## WHAT TO WORK ON
Start the output with the opening line of the listing below and continue, reproducing each line exactly, up to and including the line that contains "is capable of".
┌──
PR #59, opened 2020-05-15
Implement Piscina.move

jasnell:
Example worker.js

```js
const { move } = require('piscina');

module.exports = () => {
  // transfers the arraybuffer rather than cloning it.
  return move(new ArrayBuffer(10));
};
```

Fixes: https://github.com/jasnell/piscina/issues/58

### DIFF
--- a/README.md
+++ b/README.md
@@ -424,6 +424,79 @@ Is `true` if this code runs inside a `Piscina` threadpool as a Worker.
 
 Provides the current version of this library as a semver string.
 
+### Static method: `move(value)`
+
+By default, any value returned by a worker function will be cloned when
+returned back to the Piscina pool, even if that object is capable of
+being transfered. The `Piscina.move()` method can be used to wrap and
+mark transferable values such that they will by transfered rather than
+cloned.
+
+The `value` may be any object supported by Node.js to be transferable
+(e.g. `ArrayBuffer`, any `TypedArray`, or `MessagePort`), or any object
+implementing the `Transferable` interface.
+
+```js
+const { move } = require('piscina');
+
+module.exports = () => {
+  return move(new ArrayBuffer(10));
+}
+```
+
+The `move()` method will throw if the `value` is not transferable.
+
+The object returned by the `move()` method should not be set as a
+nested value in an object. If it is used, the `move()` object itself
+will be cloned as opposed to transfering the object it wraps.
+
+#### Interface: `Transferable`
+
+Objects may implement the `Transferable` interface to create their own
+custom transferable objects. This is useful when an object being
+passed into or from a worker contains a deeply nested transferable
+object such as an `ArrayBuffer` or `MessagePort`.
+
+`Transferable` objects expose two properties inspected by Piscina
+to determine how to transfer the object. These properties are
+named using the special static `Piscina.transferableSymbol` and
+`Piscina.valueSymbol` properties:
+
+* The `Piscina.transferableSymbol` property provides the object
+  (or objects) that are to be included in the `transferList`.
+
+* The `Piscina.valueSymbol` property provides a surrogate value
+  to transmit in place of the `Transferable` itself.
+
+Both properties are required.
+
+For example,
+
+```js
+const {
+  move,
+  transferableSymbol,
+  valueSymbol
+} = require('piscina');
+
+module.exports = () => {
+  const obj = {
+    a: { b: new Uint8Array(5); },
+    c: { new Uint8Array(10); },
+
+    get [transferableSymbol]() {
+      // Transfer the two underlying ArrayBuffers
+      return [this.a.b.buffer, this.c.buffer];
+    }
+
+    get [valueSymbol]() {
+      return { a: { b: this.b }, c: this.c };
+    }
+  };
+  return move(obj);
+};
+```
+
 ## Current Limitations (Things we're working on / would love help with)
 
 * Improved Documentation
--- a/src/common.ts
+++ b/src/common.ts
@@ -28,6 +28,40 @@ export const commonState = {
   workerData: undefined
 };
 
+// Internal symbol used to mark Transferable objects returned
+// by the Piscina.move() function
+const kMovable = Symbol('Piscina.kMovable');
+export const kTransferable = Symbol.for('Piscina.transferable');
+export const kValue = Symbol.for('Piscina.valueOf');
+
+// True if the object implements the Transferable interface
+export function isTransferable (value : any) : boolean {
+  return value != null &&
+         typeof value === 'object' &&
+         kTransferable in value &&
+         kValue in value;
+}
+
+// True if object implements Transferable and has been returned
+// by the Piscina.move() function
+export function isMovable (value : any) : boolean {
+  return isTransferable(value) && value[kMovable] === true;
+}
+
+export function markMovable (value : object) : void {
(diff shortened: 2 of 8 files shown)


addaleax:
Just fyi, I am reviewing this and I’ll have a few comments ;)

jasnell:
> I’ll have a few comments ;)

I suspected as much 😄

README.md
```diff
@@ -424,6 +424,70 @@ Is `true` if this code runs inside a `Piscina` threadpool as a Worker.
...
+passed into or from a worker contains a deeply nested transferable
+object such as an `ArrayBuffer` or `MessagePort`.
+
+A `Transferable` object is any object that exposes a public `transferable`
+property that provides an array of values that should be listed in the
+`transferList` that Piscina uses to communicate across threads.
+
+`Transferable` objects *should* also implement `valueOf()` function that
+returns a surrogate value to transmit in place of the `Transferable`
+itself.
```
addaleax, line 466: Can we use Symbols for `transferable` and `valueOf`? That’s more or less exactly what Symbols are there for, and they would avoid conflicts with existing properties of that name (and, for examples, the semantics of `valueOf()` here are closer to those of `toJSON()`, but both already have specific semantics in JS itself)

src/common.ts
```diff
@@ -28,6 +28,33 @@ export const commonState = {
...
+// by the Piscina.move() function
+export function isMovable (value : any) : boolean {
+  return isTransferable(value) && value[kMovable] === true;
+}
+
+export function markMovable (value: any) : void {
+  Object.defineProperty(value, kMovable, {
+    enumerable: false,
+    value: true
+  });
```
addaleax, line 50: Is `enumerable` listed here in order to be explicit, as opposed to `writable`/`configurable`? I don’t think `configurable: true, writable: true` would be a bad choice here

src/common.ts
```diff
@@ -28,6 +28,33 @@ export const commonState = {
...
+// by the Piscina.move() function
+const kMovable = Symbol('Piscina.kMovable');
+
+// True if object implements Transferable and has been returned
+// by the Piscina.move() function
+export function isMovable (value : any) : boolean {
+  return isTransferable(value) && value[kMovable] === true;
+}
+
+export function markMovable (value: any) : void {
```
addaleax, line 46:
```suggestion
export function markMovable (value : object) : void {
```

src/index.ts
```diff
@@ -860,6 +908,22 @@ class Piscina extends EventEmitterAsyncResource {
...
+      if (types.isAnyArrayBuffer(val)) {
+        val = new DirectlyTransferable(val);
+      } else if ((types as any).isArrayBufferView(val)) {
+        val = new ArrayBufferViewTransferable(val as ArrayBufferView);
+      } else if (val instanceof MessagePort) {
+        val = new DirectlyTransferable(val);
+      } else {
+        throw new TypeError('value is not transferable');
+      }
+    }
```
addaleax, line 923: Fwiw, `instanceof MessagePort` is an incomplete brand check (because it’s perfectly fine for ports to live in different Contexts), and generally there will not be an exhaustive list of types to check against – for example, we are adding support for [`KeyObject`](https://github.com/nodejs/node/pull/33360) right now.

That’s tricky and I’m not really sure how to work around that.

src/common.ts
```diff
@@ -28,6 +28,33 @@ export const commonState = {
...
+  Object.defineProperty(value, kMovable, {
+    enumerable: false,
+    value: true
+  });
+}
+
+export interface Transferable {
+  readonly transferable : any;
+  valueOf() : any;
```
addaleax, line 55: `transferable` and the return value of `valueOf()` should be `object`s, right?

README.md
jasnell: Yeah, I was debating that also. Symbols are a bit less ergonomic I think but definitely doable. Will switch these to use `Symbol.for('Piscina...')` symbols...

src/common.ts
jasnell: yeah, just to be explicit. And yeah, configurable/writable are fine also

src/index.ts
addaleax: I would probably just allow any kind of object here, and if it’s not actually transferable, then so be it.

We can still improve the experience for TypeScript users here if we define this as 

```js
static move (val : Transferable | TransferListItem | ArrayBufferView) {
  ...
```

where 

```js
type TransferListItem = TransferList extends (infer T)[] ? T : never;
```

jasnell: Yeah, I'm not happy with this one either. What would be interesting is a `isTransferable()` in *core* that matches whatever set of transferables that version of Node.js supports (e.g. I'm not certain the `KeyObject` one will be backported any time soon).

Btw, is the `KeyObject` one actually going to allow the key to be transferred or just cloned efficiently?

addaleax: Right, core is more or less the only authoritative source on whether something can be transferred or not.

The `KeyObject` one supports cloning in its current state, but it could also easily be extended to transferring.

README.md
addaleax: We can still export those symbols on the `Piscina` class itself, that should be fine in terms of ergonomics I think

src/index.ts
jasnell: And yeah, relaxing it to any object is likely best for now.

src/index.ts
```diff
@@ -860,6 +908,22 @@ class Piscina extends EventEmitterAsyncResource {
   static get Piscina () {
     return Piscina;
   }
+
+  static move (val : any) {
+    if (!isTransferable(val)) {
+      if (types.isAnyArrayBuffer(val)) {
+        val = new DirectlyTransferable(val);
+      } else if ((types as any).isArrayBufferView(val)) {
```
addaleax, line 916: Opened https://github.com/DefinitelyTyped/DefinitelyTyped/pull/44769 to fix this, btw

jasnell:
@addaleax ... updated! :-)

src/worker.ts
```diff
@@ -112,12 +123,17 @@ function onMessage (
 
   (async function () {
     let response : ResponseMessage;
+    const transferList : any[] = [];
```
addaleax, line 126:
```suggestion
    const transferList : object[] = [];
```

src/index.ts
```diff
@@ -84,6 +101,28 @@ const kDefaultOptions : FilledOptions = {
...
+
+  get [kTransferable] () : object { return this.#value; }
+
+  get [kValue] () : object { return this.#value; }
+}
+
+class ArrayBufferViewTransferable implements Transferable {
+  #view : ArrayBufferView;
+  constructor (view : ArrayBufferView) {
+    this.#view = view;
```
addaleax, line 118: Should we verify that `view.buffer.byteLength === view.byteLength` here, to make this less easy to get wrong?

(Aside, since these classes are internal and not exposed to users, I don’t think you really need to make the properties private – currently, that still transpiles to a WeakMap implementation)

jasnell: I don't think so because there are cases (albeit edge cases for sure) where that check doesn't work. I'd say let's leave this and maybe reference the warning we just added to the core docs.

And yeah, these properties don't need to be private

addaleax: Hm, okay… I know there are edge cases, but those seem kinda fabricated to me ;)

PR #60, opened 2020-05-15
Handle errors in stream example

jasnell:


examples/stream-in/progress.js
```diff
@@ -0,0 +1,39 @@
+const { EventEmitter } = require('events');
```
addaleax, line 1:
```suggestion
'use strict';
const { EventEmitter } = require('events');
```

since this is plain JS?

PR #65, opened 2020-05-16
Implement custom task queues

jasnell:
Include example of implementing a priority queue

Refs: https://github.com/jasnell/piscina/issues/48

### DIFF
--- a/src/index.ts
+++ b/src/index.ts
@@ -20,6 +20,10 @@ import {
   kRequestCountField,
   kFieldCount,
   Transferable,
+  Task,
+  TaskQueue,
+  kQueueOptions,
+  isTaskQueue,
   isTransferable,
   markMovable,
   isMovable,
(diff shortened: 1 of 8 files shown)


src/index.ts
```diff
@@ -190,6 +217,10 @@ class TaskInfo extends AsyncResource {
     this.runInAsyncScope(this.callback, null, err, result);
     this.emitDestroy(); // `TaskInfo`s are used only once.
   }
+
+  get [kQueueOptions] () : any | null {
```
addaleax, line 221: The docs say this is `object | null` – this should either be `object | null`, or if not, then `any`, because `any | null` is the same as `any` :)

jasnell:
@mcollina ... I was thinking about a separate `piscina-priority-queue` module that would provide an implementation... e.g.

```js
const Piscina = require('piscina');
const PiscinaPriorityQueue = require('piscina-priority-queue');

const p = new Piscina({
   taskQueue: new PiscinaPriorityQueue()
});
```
└──
## SOLUTION TO THE EXERCISE
PR #59, opened 2020-05-15
Implement Piscina.move

jasnell:
Example worker.js

```js
const { move } = require('piscina');

module.exports = () => {
  // transfers the arraybuffer rather than cloning it.
  return move(new ArrayBuffer(10));
};
```

Fixes: https://github.com/jasnell/piscina/issues/58

### DIFF
--- a/README.md
+++ b/README.md
@@ -424,6 +424,79 @@ Is `true` if this code runs inside a `Piscina` threadpool as a Worker.
 
 Provides the current version of this library as a semver string.
 
+### Static method: `move(value)`
+
+By default, any value returned by a worker function will be cloned when
+returned back to the Piscina pool, even if that object is capable of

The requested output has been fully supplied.